A post from Shady Characters

Miscellany № 14

The manuscript is delivered, ladies and gentlemen. Barring any drama when the W.W. Norton staff return from Labor Day weekend, another milestone in the production of Shady Characters has been reached. To the many people I’ve hounded in the past month about images, quotes or other details, please accept my apologies and my thanks. Also, thanks must go to you, the Shady Characters readership, for your patience. Sorry for the radio silence!


Ben Yagoda, English teacher at the University of Delaware and instigator of the recent “logical punctuation” brouhaha, seems to be making a career as a punctuational agent provocateur. Turning his attention to the “Weimar-level exclamation inflation” particular to online communication, his latest missive for the New York Times makes passing reference to the interrobang and concludes that “QECs”, or “question-exclamation combos” (?! and !?), are now making their presence felt in print.

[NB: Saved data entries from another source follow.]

PR #3057, opened 2021-06-07
Update clean action

freearhey:
This update:

- adds `channels/unsorted.m3u` to the weekly check list
- fixes the broken link counter
- also the script will remove all links from the playlists that respond with HTTP code 500 (Internal Server Error),  501 (Not Implemented) and 410 (Gone)

### DIFF
--- a/.github/workflows/clean.yml
+++ b/.github/workflows/clean.yml
@@ -10,7 +10,8 @@ jobs:
     strategy:
       fail-fast: false
       matrix:
-        country: [
+        country:
+          [
             ad,
             ae,
             af,
@@ -166,8 +167,8 @@ jobs:
             vn,
             xk,
             ye,
-            zm
-            # unsorted
+            zm,
+            unsorted
           ]
     steps:
       - name: Checkout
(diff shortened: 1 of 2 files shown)


Dum4G:
Errors like 502, 503 and 504 are usually temporal, at this state PR will cause more false-positives than it should. You can add support for a rare case of 410 gone tho

freearhey:
@Dum4G Thank you for pointing that out, I've already updated the script.

BellezaEmporium (approved):

LaneSh4d0w:
You could look after the link and see if the answering result is either a m3u8 (vnd.apple.mpegurl), either an octet-stream (video/mp2t or application/octet-stream) or ts. This might reduce the number of false positives (200 and there's an url page instead)

Dum4G:
We also have some mpd streams and a few that won't return anything without a proper EXTVLC option. To reduce the number of false positives a script should repeat it's test against found links 8 hours after initial test and counter it's previous commit in the same pull request.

Have any Shady Characters readers come across these devolved interrobangs in print?


Jen Doll of the Atlantic Wire has documented the “Imagined Lives of Punctuation Marks”* in a series of hilarious biographical sketches. Though the octothorpe and @-symbol do not warrant individual treatment, Doll does grant their street gang to a brief bio:

The Symbol for an Obscenity. !@#$!@$#!@ will tell you off just as soon as to look at you, but he’s fun to have around at parties and when truckers are giving you the finger on the highway, as well as on the off-chance you get your pinky caught in a door. Never met a bar brawl he didn’t like. Borderline sociopath, this @!*%$?-er owns a chihuahua.

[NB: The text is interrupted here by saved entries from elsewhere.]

PR #3071, opened 2021-06-07
CU : Add channels

BellezaEmporium:
Astra streams, controlled by the ICRT.


channels/cu.m3u
```diff
@@ -1,3 +1,13 @@
 #EXTM3U
-#EXTINF:-1 tvg-id="CubaVision.cu" tvg-name="CubaVision" tvg-country="CU" tvg-language="" tvg-logo="" group-title="",CubaVision
-http://190.122.96.187:8888/http/010
```
freearhey, line 3: I'm sorry, but I don't understand why you deleted this link?

LaneSh4d0w: Not working.

freearhey: Well, it seems to be working now.
image

LaneSh4d0w: Reintegrating it, changing its name since it's the International version.

freearhey (approved):

PR #3082, opened 2021-06-08
Update unsorted.m3u

BellezaEmporium:
I don't know where to put it.


Dum4G:
https://en.m.wikipedia.org/wiki/Playboy_TV
https://www.lyngsat.com/tvchannels/us/Playboy-TV-Europe.html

The octothorpe does get a mention over at c|net, where Eric Mack laments the apparent fashion for prefixing a spoken exclamation with the word “hashtag” — for instance, “hashtag are you kidding me?”. I have never encountered this in person (I’m fairly sure my eyes will start out of their sockets if I ever have that privilege), but Mack evidently has done and implores his readers to use “pound” instead. Commenter md611, however, hits upon the correct solution to the problem, suggesting that:

[W]e could start saying “octothorpe”. That would be much easier to say and gesture.

I couldn’t agree more.

*
While reading Doll’s piece I came across a link to an article in Smithsonian magazine discussing the “The Accidental History of the @ Symbol”. Am I the only one to feel a little déjà vu when reading the latter article? ↩︎

11 comments on “Miscellany № 14

    1. Comment posted by Keith Houston on

      Hi Jonathan,

      That’s quite possible. I wonder, though, how many Internet users would still claim a “hackish” background? Perhaps the prevalence of international users for whom English is a second language might also skew things.

  1. Comment posted by diane on

    Keith,
    It may be out of your range, but have you considered punctuation in media other than print?
    Reading your blog got me wondering about things like braille, and hand-signing, and of course Borges’ marvellous vocal punctuation ~ though I don’t expect the last would apply.

    1. Comment posted by Keith Houston on

      Hi Diane,

      That’s an interesting idea. I’ll have to have a look into it! Thanks for the comment.

  2. Comment posted by Nick Sherman on

    One point that Jen Doll overlooked about the “Symbol for an Obscenity” is that there is a word for it: grawlix. It was formalized by Mort Walker (of Beetle Bailey fame) in his “Lexicon of Comicana”.

    1. Comment posted by Keith Houston on

      Hi Nick,

      Thanks for that. A little light searching reveals the alternative term “obscenicons” — a worthy competitor for “grawlix”, I think.

    2. Comment posted by Marae on

      I’ve also heard it called profanitype.

    3. Comment posted by Keith Houston on

      Indeed! Lots of similar suggestions at this StackExchange question too: “maledicta”, “depletives” (a neologism formed from “deleted expletives” according to its creator), and “swear symbols”, among others.

      Thanks for the comment!

  3. Comment posted by plumpy on

    I definitely know people who say “hashtag”. But it’s a reference to twitter, so it makes sense to use the terminology of the site.

  4. Comment posted by Drew Mackie on

    Yeah, I’ve heard the spoken “hashtag,” a la Twitter, as Plumpy says. It’s usually used ironically, but it’s very Diablo Cody and very jarring.

    1. Comment posted by Keith Houston on

      Hi Plumpy, Drew — thanks for the corroboration. I await my first spoken “hashtag” with slightly less trepidation.